• Stored data:

PR #3082, opened 2022-03-08
Resolves #3081: add `analyzer_flags` to nogo config

### LINKED ISSUE #3081: Allow nogo to accept analyzer-specific flags
# Problem

It seems like nogo has no direct means of passing flags to 3rd party analyzers that consume flags. It seems reasonable to be able to pass this information through nogo for each analyzer.

# Solutions

### Config Map

```
"exhaustive": {
    "analyzer_flags": {
        "ignore-enum-members": "_UNSPECIFIED$"
    },
}
```

### Config Array

```
"exhaustive": {
    "analyzer_args": ["-ignore-enum-members": "_UNSPECIFIED$"]
}
```

### nogo Rule Mapping

As suggested in #1867, except since `go_tool_library` is deprecated the arguments will have to be passed through a map or something to the nogo rule itself.

# Notes

Similar ask to #1867 but more straightforward in that no config file needs to be passed in. Though this solution doesn't seem particularly compatible with the use case mentioned in #1867 since the nogo config won't be able to reference Bazel sandboxed data deps, I think the config file use case is more exotic than typical usage patterns of Go analyzers in the wild, many of which consume flags. It would be good to support those common use cases first.

NavneethJayendran:
**What type of PR is this?**

> Feature

Allow nogo config to specify flags to be passed to each analyzer via `analyzer_flags`. The ability to provide flags to each
analyzer is something not currently supported by the driver, which makes it more troublesome to use configurable 
analyzers in a Bazel Go project.

#3081 

**Other notes for review**

Being able to pass in a list of CLI arguments might add greater flexibility, but given the restrictive nature of Go's `FlagSet`
API, it is unlikely that any analyzers in the wild will support positional arguments and the like.

### DIFF
--- a/go/nogo.rst
+++ b/go/nogo.rst
@@ -197,7 +197,7 @@ contain the following key-value pairs:
 +----------------------------+---------------------------------------------------------------------+
 | ``"analyzer_flags"``       | :type:`dictionary, string to string`                                |
 +----------------------------+---------------------------------------------------------------------+
-| Passes on a set of flags as defined by the Go ``flags`` package to the analyzer via the          |
+| Passes on a set of flags as defined by the Go ``flag`` package to the analyzer via the           |
 | ``analysis.Analyzer.Flags`` field. Its keys are the flag names *without* a ``-`` prefix, and its |
 | values are the flag values. nogo will exit with an error upon receiving flags not recognized by  |
 | the analyzer or upon receiving ill-formatted flag values as defined by the corresponding         |
--- a/go/nogo.rst
+++ b/go/nogo.rst
@@ -195,6 +195,14 @@ contain the following key-value pairs:
 | in both ``only_files`` and ``exclude_files``, the analyzer will not emit diagnostics for that    |
 | file.                                                                                            |
 +----------------------------+---------------------------------------------------------------------+
+| ``"analyzer_flags"``       | :type:`dictionary, string to string`                                |
++----------------------------+---------------------------------------------------------------------+
+| Passes on a set of flags as defined by the Go ``flags`` package to the analyzer via the          |
+| ``analysis.Analyzer.Flags`` field. Its keys are the flag names *without* a ``-`` prefix, and its |
+| values are the flag values. nogo will exit with an error upon receiving flags not recognized by  |
+| the analyzer or upon receiving ill-formatted flag values as defined by the corresponding         |
+| ``flag.Value`` specified by the analyzer.                                                        |
++----------------------------+---------------------------------------------------------------------+
 
 Example
 ^^^^^^^
@@ -202,6 +210,8 @@ Example
 The following configuration file configures the analyzers named ``importunsafe``
 and ``unsafedom``. Since the ``loopclosure`` analyzer is not explicitly
 configured, it will emit diagnostics for all Go files built by Bazel.
+``unsafedom`` will receive a flag equivalent to ``-block-unescaped-html=false``
+on a command line driver.
 
 .. code:: json
 
@@ -218,7 +228,10 @@ configured, it will emit diagnostics for all Go files built by Bazel.
         },
         "exclude_files": {
           "src/(third_party|vendor)/.*": "enforce DOM safety requirements only on first-party code"
-        }
+        },
+        "analyzer_flags": {
+            "block-unescaped-html": "false",
+        },
       }
     }
 
--- a/go/tools/builders/nogo_main.go
+++ b/go/tools/builders/nogo_main.go
@@ -174,7 +174,17 @@ func checkPackage(analyzers []*analysis.Analyzer, packagePath string, packageFil
 	for _, a := range analyzers {
 		if cfg, ok := configs[a.Name]; ok {
 			for flagKey, flagVal := range cfg.analyzerFlags {
-				a.Flags.Set(flagKey, flagVal)
+				if err := a.Flags.Set(flagKey, flagVal); err != nil {
+					if strings.HasPrefix(flagKey, "-") {
+						return "", nil, fmt.Errorf(
+							"%s: flag should not begin with '-': %s", a.Name, flagKey)
+					}
+					if flag := a.Flags.Lookup(flagKey); flag == nil {
+						return "", nil, fmt.Errorf("%s: unrecognized flag: %s", a.Name, flagKey)
+					}
+					return "", nil, fmt.Errorf(
+						"%s: invalid value for flag: %s=%s", a.Name, flagKey, flagVal)
+				}
 			}
 		}
 		roots = append(roots, visit(a))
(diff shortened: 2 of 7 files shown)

• Exercise instructions: Some lines above hold the word "values". Copy all of them.

• Response area:
 | values are the flag values. nogo will exit with an error upon receiving flags not recognized by  |
 | the analyzer or upon receiving ill-formatted flag values as defined by the corresponding         |
+| values are the flag values. nogo will exit with an error upon receiving flags not recognized by  |
+| the analyzer or upon receiving ill-formatted flag values as defined by the corresponding         |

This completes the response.